Ccall Fortran OpenBLAS multithreading issues with Julia 1.7

I am using Julia to drive a Fortran based Boundary Element code. The Fortran code uses OpenMP and OpenBLAS for multithreading.

When I call into the BEM code from Julia 1.7, I now only get single-threaded performance.

On my previous computer with Julia 1.6, I was able to use CCALL to call into the Fortran code and get the same multithreading performance as when I compiled a stand-alone Fortan driver/executable. I was not setting any environment variables, it just “worked”.

I know its an OpenBLAS interaction, since If I add

using MKL

to the top of my Julia driver, then when I CCALL into the Fortran code I get the same multithreading performance as a stand-alone Fortran driver.

what are the magic incantations (environment variables?..) to tell my Fortran/OpenBLAS code to use all 48 threads (in this case, Julia is only the driver, so I don’t care if Julia is single threaded, although it would be great if both could be multithreaded…
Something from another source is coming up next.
PR #4482, opened 2024-06-17
fix: discrepancy in the elaborators for `theorem`, `def`, and `example`

### LINKED ISSUE #4398: simp doesn't rewrite because of unassigned metavariables
### Prerequisites

### Description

When I compile OpenBLAS for the Fortran BEM library, I use

make USE_OPENMP=1 DYNAMIC_ARCH=1 NUM_THREADS=48

Is this the correct incantation for compiling OpenBLAS to “play nice” with Julia Multithreading?

In theory, should I try to link my Fortran code to the same OpenBLAS library Julia uses? or is that a bad idea?

Thanks

1 Like

Or maybe

using MKL

sets the Environment variables and threading parameters “correctly”, so its not necessarily an OpenBLAS interaction…

googling “openBLAS” and Julia brings up the fascinating discussion of libblastrampoline, which gives me the impression that OpenMP and OpenBLAS and BLAS libraries in general are really messy (especially trying support multiple hardware/OS combinations).

So any advice or pointers appreciated…

Try setting OMP_NUM_THREADS=48.

unfortunately, neither
ENV["OMP_NUM_THREADS"]=48
at the top of the Julia driver nor
export OMP_NUM_THREADS=48
in the shell
restore multi-threading performance
However, putting
using MKL
at the top of the Julia driver code does restore multithreading (top goes from 99% cpu utilization to 3980% utilization during the mostly-embarrassingly-parallel quadrature phase of the BEM code. )

Any other suggestions for debugging this greatly appreciated. Using MKL is certainly a fine stopgap solution, but I’d like to figure out how to make OpenBLAS/OpenMP happy if possible.

thanks

If your Fortran library only uses the standard BLAS/LAPACK API (and not OpenBLAS internals) you should be able to build it so that it simply links to the libblastrampoline.so in your Julia system instead of OpenBLAS. Then threading should be handled consistently and (fairly) safely, and there would be other advantages. Let’s ask @staticfloat if there are known problems with this approach.

Linking directly against LBT is fine, but it should mostly help with being BLAS vendor independent, more than working well with threads.

Can you try BLAS.set_num_threads() and see if changing that does anything? I wonder if they version of OpenBLAS we ship in 1.7 has different multi threading thresholds and just doesn’t think your problem is worth splitting up into chunks. Can you try invoking a giant square GEMM or something like that just to ensure that it’s not due to OpenBLAS not wanting to multithread a really skinny matrix?

BLAS.set_num_threads(48)
does not help.

For this Fortran driver, I’m not concerned about Julia BLAS multi-threading, its just that when I ccall() into the BEM fortran library, I get only single threading performance in the Fortran library, unless I put
using MKL
at the top of my Julia driver file, in which case I get the same OpenMP/OpenBLAS multithreading performance as when I compile a stand-alone Fortran executable.

Since I’m linking the Fortran library to a OpenBLAS library I’m compiling from source, the only thing I can think is that the Julia OpenBLAS/OpenMP implementation is fighting with the Fortran OpenBLAS/OpenMP threading…

Can you try invoking a giant square GEMM or something like that just to ensure that it’s not due to OpenBLAS not wanting to multithread a really skinny matrix?